Thursday, April 26, 2007

An Unquiet Mind

Poe’s well-known, harsh personality is typical of those who navigate the treacherous waters of the bipolar temperament. In her memoir, An Unquiet Mind, Dr. Kay Jamison describes the antagonistic temperament:

No amount of love can cure madness or unblacken one’s dark moods. Love can help, it can make the pain more tolerable, but, always, one is beholden to medication that may or may not always work and may or may not be bearable. Madness, on the other hand, most certainly can, and often does, kill love through its misbehavior, and, especially, through its savage moods. The sadder, sleepier, slower, and less volatile depressions are more intuitively understood and more easily taken in stride. A quiet melancholy is neither threatening nor beyond ordinary comprehension; an angry, violent, vexatious despair is both
As a sufferer of manic-depression, Jamison’s speaks about the familiar. But do we hear?
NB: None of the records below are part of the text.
PR #1301, opened 2026-09-06
fix(ui): validate custom IDs before storing them

### LINKED ISSUE #1187: Add a Errror for them custom-id
### Summary

Add an error if the custom ID of a UI object is an integer.

The core library

### The Problem

I did not know that the custom-id must be a string and I am almost desperate, the callback is not executed and you do not get an error message.

### The Ideal Solution

Add an error message if the custom-id is not of type string.

### The Current Solution

_No response_

### Additional Context

_No response_

be-student:
## Summary

Passing an integer `custom_id` to a UI constructor currently succeeds, producing an ID that cannot match the string returned in an interaction. This change raises `TypeError` at construction or assignment instead of allowing that invalid state to reach dispatch.

Fixes #1187.

- Share validation between Button, select menus, TextInput, and Modal constructors/setters. A rejected assignment preserves the existing ID.
- Preserve generated IDs through select subclasses that rebuild their underlying component, including omitted-ID sentinels from decorators.
- Preserve link-button behavior. Explicit TextInput and Modal IDs must be strings; Button retains its optional ID.
- Document the public UI contract. Low-level component payload APIs remain unchanged.

## Validation

On `b927878e`, nine temporary, uncommitted unittest groups passed with Python 3.12. They cover all eight public UI classes, invalid construction/assignment, defaults, decorators, reconstruction, and real storage/dispatch paths:

- ViewStore callback dispatch across all six item classes with generated, explicit, empty, Unicode, and 100-character string IDs; rejected assignment preserves the stored ID.
- ModalStore dispatch with generated and explicit IDs, including TextInput value refresh from submitted component data.
- `git diff --check` passed.

No Discord token or live connection was used. The added test harness, unittest lint exemptions, CI test step, and contributor test instructions were removed in response to the scope feedback. The follow-up changes no runtime code; the existing CI checks remain intact. All eight checks passed on the preceding head `0eb3d34`; checks for the updated head are pending.

AI assistance: OpenAI Codex implemented and reviewed the change and ran the automated checks described above.

### DIFF
--- a/nextcord/ui/modal.py
+++ b/nextcord/ui/modal.py
@@ -13,7 +13,7 @@ from typing import TYPE_CHECKING, Any, Callable, Dict, Iterator, List, Optional,
 
 from ..components import Component
 from ..utils import MISSING
-from .item import Item
+from .item import Item, _validate_custom_id
 from .view import _component_to_item, _ViewWeights, _walk_all_components
 
 __all__ = (
@@ -105,6 +105,15 @@ class Modal:
         self.__timeout_task: Optional[asyncio.Task[None]] = None
         self.__background_tasks: Set[asyncio.Task[None]] = set()
         self.__stopped: asyncio.Future[bool] = loop.create_future()
+
+    @property
+    def custom_id(self) -> str:
+        return self._custom_id
+
+    @custom_id.setter
+    def custom_id(self, value: str) -> None:
+        _validate_custom_id(value)
+        self._custom_id = value
 
     async def __timeout_task_impl(self) -> None:
         while True:
--- a/nextcord/ui/modal.py
+++ b/nextcord/ui/modal.py
@@ -93,6 +93,8 @@ class Modal:
         self.title = title
         self.timeout = timeout
         self._provided_custom_id = custom_id is not MISSING
+        # Assignment goes through the property setter, so generated and supplied
+        # IDs use the same validation as later reassignment.
         self.custom_id = os.urandom(16).hex() if custom_id is MISSING else custom_id
         self.auto_defer = auto_defer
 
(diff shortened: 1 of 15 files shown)


nextcord/ui/modal.py
```diff
@@ -106,6 +106,15 @@ def __init__(
...
 
+    @property
+    def custom_id(self) -> str:
+        return self._custom_id
+
+    @custom_id.setter
+    def custom_id(self, value: str) -> None:
+        _validate_custom_id(value)
+        self._custom_id = value
+
```
Skelmis, line 120: This conflicts with line 96 which also defines custom id and uses different logic. I imagine it still works as a result of tests, but figured I'd ask about it

be-student:
The two paths serve different layers. `InteractiveComponent.__init__` is the wire-level component normalization: `None` generates an ID, while `MISSING` remains valid for link and premium buttons. `_validate_custom_id` is used by the public `nextcord.ui` constructors and setters so invalid runtime values fail before reaching the underlying component, while preserving each UI type's existing `None`/generated-ID behavior. The regression tests cover generated IDs, link buttons, required-ID components, assignment, and reconstruction. I don't see a behavioral conflict between them, but I can consolidate validation into the lower layer if that is the preferred API boundary.

teaishealthy:
i don't think this is the time (nor place) for testing

be-student:
Removed the added test harness, unit-test workflow step, and contributor testing section in `6c710863` to keep this PR focused on the UI validation change. The API documentation and runtime fix remain. I reran the checks outside the repository: nine groups passed, including real ViewStore callback dispatch and ModalStore/TextInput value refresh. The PR description now reflects that scope and validation.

Family members hear who have seen the descent of a loved one into madness. It's like a hurricane that ravages the mind. Unless the hurricane hits close to home, it's just another news story. Courageous sufferers of mental illness, such as Jamison, educate and enlighten.

Mental illness needs to come out of the closet. As we engage in more conversations about it, we not only support creative people, such as Poe, but others as well. Those others might live next door.